● How to complete this task: Determine how many lines of the material hold the string "download" and reply with only that number.

*****

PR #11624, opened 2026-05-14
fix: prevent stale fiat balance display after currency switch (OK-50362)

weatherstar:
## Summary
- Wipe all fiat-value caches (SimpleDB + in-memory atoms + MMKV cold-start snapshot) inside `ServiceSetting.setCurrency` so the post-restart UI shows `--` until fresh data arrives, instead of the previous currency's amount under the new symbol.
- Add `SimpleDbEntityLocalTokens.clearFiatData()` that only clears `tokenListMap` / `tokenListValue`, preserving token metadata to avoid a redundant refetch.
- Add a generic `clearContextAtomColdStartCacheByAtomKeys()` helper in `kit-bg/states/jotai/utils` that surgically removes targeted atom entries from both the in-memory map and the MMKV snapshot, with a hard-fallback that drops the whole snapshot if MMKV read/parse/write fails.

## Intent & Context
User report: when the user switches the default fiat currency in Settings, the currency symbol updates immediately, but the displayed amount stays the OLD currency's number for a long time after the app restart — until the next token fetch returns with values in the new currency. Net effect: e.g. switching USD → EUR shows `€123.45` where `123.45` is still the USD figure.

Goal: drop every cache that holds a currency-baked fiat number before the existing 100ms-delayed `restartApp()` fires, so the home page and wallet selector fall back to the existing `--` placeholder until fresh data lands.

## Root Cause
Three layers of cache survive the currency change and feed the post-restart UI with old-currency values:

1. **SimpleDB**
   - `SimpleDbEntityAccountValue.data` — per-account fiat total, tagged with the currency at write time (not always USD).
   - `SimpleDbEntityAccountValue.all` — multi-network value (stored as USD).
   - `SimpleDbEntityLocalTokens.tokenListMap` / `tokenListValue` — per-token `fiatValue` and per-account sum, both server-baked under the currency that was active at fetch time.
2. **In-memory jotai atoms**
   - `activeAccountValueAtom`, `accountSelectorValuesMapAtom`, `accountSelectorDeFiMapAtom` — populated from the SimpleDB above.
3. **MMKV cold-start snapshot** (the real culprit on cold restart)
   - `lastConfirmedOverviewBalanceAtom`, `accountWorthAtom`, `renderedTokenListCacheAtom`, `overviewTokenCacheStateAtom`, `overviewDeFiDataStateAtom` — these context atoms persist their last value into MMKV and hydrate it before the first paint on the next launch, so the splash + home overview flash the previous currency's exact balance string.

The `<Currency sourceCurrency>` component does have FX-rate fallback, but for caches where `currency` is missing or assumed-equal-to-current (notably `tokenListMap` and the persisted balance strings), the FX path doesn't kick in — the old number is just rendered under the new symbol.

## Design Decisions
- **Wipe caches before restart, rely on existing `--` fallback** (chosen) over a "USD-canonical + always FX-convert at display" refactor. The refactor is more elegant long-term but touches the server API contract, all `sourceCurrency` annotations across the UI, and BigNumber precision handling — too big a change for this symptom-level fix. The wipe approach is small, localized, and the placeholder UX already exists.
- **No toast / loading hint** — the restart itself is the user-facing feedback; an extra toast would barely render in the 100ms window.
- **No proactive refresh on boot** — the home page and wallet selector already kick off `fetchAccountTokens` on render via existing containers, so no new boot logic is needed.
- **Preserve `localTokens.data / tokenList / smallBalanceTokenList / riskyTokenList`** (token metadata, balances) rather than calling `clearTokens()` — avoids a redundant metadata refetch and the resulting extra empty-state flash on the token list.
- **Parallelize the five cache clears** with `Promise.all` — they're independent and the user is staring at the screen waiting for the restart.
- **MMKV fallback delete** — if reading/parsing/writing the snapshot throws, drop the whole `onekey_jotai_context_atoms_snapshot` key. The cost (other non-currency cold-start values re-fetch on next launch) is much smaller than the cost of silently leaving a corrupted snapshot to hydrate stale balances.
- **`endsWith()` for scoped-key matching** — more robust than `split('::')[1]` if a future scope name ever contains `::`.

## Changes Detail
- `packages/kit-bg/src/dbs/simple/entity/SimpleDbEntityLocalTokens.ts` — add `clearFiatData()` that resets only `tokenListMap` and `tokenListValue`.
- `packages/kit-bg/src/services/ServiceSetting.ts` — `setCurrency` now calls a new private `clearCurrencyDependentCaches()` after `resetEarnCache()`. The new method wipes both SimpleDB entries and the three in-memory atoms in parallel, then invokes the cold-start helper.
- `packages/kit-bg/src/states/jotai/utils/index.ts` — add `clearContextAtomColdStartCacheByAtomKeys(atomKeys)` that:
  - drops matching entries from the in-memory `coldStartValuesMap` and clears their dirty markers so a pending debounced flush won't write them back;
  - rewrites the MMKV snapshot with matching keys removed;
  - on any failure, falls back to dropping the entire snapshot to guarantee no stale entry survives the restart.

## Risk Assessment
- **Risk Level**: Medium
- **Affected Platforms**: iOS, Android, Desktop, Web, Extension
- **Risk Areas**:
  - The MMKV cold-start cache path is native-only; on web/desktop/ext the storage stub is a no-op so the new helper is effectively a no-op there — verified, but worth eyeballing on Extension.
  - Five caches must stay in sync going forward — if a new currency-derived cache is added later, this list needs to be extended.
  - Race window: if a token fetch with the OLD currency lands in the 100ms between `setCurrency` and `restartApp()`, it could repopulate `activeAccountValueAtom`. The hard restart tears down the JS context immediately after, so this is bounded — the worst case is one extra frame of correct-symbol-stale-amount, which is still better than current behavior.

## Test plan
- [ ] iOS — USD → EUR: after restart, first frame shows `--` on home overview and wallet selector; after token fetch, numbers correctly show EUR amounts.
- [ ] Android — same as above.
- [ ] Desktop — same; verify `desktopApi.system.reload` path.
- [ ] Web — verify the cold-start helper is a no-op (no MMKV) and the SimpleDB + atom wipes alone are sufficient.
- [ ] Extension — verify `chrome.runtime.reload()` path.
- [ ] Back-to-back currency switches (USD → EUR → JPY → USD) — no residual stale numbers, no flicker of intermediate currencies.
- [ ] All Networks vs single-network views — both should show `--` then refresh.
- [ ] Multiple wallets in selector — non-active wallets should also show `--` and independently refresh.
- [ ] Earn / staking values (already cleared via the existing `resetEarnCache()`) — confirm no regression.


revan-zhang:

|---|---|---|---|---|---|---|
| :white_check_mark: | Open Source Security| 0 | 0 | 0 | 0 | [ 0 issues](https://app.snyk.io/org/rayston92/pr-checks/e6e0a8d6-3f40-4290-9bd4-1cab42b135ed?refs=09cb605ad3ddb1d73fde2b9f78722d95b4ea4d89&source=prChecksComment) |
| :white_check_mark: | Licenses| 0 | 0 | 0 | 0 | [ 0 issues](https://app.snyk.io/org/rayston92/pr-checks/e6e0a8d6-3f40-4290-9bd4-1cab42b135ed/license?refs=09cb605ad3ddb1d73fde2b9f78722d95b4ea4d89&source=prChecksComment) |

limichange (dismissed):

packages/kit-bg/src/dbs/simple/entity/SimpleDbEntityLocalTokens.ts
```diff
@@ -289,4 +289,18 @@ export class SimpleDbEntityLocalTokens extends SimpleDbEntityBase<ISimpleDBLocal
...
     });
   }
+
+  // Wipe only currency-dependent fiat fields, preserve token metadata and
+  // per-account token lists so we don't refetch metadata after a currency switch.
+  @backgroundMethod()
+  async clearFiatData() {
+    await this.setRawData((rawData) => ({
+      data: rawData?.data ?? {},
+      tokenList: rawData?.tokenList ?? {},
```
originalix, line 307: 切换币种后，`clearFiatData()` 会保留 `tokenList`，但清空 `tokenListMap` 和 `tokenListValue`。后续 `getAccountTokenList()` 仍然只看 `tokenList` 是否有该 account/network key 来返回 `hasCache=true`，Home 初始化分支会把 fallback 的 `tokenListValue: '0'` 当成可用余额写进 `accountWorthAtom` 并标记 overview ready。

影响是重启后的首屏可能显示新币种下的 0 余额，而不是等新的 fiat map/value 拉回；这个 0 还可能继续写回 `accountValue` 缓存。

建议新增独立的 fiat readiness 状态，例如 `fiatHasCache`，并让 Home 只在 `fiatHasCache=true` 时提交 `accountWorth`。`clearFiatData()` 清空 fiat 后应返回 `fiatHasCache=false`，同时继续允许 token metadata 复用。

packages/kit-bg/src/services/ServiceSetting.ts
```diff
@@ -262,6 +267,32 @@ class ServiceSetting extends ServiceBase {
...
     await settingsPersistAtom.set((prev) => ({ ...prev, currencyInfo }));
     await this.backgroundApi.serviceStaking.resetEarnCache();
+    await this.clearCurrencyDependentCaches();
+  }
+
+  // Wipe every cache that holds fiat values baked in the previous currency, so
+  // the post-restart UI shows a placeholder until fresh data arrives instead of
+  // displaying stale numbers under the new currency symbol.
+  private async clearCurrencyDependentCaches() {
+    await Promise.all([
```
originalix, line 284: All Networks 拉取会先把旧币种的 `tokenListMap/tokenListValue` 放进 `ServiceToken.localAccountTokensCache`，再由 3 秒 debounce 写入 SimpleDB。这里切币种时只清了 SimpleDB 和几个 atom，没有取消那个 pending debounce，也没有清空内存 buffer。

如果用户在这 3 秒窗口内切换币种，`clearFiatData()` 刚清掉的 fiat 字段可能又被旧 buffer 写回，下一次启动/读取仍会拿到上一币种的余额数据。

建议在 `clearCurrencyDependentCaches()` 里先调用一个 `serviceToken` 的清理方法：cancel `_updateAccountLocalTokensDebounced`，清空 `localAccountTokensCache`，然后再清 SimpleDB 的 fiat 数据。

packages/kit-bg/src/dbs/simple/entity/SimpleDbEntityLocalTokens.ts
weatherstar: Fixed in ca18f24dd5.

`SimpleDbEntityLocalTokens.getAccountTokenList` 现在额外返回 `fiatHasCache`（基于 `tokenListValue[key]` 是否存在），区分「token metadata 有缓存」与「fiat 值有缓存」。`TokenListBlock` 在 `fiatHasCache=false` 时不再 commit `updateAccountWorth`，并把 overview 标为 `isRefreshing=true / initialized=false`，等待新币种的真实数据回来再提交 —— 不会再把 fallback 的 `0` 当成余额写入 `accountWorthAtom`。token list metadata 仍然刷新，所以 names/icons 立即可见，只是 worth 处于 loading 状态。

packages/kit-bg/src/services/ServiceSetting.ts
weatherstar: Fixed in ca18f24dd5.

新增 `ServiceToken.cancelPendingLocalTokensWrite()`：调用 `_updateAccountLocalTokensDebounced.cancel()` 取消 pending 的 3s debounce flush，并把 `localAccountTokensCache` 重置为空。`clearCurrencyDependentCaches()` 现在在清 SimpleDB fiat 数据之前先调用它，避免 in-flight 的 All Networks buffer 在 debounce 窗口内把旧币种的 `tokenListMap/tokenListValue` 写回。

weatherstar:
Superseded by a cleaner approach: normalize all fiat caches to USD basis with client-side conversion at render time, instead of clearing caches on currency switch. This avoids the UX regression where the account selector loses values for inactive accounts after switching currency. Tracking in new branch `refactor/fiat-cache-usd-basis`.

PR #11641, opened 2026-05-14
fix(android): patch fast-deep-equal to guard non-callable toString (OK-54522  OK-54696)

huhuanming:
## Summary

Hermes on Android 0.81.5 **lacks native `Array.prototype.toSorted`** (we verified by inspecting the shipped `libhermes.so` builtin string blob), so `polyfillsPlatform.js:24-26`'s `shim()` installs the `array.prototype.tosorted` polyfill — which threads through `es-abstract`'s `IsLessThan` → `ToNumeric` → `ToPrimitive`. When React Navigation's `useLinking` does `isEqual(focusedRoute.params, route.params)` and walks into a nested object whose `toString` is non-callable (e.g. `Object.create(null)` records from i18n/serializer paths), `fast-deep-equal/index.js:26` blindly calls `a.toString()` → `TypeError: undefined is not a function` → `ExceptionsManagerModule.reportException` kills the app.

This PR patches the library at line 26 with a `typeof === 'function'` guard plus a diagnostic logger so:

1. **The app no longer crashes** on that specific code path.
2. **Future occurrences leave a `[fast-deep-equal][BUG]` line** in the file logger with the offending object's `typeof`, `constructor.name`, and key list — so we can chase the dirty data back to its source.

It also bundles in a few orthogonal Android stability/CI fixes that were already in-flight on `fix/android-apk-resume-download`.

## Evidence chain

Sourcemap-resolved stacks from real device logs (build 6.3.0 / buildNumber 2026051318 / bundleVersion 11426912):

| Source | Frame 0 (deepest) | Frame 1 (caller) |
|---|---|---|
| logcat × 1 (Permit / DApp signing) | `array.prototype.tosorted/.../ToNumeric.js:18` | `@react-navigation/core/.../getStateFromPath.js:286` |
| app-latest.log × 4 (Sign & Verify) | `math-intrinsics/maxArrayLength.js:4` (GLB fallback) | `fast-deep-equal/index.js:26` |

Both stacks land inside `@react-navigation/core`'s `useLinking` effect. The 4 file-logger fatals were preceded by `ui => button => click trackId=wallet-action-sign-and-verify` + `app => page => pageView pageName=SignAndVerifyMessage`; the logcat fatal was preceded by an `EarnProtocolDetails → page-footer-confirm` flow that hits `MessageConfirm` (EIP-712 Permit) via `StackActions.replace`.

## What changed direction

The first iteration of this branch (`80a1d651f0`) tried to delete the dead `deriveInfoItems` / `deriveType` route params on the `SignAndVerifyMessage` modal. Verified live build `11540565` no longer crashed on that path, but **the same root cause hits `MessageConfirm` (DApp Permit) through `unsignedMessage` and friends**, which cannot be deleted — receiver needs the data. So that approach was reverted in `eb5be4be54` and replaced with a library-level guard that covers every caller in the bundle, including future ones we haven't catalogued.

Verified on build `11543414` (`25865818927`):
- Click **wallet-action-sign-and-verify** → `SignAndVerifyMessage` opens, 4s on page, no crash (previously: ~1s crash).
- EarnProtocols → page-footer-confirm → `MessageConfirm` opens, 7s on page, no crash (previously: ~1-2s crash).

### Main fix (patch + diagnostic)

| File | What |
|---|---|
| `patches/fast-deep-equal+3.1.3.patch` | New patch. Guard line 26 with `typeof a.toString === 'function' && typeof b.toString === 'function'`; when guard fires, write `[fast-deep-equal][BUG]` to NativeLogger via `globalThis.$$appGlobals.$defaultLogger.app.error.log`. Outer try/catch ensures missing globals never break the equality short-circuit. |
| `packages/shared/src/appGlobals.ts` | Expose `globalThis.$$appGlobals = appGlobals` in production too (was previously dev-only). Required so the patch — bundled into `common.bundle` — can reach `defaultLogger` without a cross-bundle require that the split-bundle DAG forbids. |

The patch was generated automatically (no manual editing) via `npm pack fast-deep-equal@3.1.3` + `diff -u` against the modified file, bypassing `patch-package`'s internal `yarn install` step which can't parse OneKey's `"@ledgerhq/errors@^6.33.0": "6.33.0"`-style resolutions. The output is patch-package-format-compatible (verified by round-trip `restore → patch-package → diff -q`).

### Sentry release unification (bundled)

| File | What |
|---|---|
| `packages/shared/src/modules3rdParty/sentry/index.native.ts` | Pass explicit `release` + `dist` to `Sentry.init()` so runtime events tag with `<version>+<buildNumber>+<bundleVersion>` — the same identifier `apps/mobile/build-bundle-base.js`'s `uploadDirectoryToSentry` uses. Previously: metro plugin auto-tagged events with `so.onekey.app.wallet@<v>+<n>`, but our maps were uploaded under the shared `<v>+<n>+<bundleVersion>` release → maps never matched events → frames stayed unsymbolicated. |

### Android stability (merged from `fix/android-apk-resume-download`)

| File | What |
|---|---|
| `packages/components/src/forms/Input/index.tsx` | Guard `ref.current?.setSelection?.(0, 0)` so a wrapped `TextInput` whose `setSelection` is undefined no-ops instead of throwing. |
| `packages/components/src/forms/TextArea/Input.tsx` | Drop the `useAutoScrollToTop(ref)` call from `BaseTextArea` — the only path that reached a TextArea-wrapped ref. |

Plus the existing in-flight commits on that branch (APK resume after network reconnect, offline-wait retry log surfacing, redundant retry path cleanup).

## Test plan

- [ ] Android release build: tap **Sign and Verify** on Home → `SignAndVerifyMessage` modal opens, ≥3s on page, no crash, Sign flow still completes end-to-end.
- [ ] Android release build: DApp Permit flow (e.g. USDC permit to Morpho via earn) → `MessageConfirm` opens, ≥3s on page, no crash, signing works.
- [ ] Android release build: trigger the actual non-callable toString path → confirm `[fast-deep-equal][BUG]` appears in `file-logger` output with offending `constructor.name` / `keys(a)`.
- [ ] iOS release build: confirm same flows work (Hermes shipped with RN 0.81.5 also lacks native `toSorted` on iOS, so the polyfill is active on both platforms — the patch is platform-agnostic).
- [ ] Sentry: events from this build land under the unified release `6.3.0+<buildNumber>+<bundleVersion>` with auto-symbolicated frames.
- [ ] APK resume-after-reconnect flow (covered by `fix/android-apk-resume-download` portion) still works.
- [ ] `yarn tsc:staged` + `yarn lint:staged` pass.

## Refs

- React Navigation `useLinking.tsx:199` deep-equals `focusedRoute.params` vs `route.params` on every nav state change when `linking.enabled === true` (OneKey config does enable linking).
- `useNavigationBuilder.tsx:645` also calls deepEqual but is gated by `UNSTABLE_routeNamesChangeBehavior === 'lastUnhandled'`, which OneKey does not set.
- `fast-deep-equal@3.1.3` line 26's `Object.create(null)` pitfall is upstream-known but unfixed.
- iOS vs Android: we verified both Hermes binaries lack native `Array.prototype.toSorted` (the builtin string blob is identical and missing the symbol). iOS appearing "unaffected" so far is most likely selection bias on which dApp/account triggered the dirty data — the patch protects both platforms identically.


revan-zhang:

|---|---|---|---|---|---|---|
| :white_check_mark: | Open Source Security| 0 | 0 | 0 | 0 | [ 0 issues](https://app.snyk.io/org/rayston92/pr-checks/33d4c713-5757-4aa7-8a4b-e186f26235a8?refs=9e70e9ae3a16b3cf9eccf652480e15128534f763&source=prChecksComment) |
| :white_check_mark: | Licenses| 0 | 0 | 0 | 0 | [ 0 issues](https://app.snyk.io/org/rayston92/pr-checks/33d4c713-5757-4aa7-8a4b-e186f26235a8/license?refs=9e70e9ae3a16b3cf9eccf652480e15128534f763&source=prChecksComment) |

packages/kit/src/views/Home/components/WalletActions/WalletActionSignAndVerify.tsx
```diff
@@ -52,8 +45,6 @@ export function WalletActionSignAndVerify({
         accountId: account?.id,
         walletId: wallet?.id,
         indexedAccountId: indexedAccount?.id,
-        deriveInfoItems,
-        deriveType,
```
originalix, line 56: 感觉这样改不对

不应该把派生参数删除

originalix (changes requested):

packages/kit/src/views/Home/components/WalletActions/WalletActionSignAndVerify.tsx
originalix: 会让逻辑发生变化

*****

● Output: 3